Stored records:
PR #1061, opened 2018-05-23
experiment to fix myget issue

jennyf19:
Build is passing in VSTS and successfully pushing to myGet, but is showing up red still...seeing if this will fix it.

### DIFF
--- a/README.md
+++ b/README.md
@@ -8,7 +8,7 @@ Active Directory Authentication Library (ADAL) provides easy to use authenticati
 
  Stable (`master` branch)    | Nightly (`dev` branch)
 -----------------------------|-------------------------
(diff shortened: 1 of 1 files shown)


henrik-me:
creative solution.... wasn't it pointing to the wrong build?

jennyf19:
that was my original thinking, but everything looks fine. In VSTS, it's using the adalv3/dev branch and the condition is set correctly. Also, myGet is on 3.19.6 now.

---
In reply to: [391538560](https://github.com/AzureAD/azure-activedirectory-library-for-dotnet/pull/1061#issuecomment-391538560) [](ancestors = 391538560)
* * *
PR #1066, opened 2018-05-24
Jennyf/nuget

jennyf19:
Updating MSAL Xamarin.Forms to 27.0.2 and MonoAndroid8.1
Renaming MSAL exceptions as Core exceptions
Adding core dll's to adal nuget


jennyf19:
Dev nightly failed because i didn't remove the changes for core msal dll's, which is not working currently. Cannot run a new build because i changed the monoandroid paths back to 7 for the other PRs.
---
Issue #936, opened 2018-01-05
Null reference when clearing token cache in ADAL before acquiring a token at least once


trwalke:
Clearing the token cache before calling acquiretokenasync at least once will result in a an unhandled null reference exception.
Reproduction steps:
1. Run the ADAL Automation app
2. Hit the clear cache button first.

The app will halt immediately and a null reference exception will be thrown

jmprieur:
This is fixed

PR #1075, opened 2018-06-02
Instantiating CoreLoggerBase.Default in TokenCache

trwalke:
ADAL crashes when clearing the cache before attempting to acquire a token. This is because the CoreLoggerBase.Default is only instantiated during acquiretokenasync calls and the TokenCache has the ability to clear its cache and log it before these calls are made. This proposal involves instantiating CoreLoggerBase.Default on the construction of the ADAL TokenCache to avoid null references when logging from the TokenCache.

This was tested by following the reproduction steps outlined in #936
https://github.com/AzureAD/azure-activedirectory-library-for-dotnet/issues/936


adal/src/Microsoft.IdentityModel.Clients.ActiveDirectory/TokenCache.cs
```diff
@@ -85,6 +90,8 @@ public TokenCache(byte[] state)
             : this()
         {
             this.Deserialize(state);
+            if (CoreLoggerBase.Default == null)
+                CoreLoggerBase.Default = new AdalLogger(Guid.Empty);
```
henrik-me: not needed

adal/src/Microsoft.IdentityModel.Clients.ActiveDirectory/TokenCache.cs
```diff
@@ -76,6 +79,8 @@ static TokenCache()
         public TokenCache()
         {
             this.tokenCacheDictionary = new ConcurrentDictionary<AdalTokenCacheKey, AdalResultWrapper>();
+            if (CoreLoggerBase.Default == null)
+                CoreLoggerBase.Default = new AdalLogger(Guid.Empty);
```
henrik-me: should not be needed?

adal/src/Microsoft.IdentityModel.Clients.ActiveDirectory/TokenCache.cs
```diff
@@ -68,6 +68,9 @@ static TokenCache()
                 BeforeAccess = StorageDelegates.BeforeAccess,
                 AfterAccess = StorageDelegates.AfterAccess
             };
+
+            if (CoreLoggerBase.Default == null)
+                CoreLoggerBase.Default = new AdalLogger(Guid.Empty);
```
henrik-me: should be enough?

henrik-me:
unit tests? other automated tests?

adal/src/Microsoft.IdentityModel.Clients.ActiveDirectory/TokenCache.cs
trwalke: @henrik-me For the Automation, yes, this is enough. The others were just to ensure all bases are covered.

■ Required work
Give back exactly the lines above starting at the line where "to use authenticati" appears and ending at the line where "[](ancestors = 391538560)" appears, both included, with no other lines.

■ Task answer
@@ -8,7 +8,7 @@ Active Directory Authentication Library (ADAL) provides easy to use authenticati
 
  Stable (`master` branch)    | Nightly (`dev` branch)
 -----------------------------|-------------------------
(diff shortened: 1 of 1 files shown)


henrik-me:
creative solution.... wasn't it pointing to the wrong build?

jennyf19:
that was my original thinking, but everything looks fine. In VSTS, it's using the adalv3/dev branch and the condition is set correctly. Also, myGet is on 3.19.6 now.

---
In reply to: [391538560](https://github.com/AzureAD/azure-activedirectory-library-for-dotnet/pull/1061#issuecomment-391538560) [](ancestors = 391538560)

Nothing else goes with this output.